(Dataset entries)
- - - - - - -

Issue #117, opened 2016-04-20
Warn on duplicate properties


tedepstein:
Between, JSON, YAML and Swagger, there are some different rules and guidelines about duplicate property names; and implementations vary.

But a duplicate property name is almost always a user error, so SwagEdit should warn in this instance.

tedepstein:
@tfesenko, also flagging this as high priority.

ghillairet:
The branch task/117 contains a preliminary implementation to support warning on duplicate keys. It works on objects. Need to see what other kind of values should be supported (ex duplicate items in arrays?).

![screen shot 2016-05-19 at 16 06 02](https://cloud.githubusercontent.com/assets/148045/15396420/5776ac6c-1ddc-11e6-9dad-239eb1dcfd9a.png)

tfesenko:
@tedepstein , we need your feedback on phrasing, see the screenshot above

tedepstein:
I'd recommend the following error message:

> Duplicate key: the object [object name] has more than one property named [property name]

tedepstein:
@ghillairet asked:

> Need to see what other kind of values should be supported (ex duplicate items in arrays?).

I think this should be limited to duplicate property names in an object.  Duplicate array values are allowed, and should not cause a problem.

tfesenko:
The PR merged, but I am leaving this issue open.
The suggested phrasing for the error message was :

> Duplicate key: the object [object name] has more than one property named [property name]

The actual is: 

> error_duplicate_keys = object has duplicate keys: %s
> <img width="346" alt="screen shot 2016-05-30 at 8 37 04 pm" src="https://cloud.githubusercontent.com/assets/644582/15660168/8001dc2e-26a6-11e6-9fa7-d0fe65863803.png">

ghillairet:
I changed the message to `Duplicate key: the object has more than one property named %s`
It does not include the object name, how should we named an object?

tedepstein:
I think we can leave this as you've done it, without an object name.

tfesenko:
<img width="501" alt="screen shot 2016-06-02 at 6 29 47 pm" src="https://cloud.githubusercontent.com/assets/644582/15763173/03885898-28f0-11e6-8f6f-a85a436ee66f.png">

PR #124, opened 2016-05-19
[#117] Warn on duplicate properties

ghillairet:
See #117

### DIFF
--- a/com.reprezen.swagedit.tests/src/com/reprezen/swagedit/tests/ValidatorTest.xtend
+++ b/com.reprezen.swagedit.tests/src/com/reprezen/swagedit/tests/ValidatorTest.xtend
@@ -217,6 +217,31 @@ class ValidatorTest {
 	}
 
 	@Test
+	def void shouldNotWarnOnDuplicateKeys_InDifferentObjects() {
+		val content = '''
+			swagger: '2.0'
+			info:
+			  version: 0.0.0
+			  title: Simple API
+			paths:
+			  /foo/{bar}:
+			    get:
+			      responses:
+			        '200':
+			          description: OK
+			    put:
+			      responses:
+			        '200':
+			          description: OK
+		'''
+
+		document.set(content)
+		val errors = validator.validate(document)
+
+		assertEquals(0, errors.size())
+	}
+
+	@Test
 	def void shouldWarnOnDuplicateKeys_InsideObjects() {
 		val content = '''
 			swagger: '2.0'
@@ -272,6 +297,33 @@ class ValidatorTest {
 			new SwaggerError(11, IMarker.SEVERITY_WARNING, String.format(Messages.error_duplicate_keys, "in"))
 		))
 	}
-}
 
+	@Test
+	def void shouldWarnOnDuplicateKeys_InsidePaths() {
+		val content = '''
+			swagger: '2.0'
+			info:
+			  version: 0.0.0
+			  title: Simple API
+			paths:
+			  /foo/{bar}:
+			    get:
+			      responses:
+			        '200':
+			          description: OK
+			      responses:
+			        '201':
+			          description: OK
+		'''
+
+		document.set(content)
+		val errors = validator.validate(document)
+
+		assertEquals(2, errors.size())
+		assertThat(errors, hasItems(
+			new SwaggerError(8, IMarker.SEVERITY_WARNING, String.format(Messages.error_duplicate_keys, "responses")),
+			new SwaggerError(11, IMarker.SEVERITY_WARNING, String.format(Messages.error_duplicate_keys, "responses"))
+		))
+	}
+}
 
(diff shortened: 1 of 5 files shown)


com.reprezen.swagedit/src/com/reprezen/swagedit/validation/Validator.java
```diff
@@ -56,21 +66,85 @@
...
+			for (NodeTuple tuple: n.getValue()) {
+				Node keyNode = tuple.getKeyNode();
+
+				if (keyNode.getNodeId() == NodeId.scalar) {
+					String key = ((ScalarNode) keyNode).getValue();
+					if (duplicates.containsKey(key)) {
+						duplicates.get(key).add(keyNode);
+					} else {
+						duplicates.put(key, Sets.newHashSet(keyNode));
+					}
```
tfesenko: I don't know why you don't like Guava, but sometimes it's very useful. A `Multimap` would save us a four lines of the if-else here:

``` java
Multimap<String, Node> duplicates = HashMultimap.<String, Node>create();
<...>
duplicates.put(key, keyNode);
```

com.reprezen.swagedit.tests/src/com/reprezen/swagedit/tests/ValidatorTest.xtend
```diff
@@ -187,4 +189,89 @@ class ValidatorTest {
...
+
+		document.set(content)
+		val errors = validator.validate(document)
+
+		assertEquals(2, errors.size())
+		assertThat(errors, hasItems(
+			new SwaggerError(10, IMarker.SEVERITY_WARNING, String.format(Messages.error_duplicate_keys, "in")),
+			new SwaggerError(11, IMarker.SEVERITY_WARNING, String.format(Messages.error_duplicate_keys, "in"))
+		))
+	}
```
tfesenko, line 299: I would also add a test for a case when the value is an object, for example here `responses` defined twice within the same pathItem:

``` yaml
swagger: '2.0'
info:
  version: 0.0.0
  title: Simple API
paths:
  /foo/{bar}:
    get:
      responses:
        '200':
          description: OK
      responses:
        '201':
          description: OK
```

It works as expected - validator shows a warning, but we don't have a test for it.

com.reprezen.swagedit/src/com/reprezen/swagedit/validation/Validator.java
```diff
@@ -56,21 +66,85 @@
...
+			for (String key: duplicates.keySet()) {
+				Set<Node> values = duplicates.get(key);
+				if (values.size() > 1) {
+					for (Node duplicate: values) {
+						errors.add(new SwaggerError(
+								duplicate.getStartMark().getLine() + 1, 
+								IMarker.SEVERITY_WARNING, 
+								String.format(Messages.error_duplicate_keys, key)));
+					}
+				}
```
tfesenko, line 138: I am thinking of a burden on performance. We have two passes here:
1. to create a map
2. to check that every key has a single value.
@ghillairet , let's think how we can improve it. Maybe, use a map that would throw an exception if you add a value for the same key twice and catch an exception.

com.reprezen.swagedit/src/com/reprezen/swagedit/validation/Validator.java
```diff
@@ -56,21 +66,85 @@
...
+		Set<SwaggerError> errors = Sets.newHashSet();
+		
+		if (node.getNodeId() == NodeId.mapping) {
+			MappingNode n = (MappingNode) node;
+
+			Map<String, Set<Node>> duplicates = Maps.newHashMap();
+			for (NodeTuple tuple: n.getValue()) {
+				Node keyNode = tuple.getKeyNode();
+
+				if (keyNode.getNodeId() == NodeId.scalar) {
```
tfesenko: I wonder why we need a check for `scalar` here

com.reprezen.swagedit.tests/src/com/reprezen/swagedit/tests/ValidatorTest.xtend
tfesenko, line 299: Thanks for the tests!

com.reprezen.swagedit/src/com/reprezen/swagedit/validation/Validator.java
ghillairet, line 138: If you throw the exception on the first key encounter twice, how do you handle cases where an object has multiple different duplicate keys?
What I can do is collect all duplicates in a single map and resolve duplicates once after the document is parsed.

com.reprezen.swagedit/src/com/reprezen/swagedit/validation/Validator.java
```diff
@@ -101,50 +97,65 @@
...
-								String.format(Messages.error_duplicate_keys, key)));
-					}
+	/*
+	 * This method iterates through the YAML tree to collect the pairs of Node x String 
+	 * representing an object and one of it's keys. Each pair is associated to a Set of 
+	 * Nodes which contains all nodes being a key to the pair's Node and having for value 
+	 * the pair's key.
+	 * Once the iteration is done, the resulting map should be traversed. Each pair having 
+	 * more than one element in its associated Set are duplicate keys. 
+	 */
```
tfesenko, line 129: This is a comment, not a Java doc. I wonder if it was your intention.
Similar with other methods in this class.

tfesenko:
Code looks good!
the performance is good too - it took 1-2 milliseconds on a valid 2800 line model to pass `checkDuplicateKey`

- - - - - - -

WHAT YOU NEED TO DO |
Since only lines holding the word "good" matter, count them in the data above and report the number alone.

TASK ANSWER |
2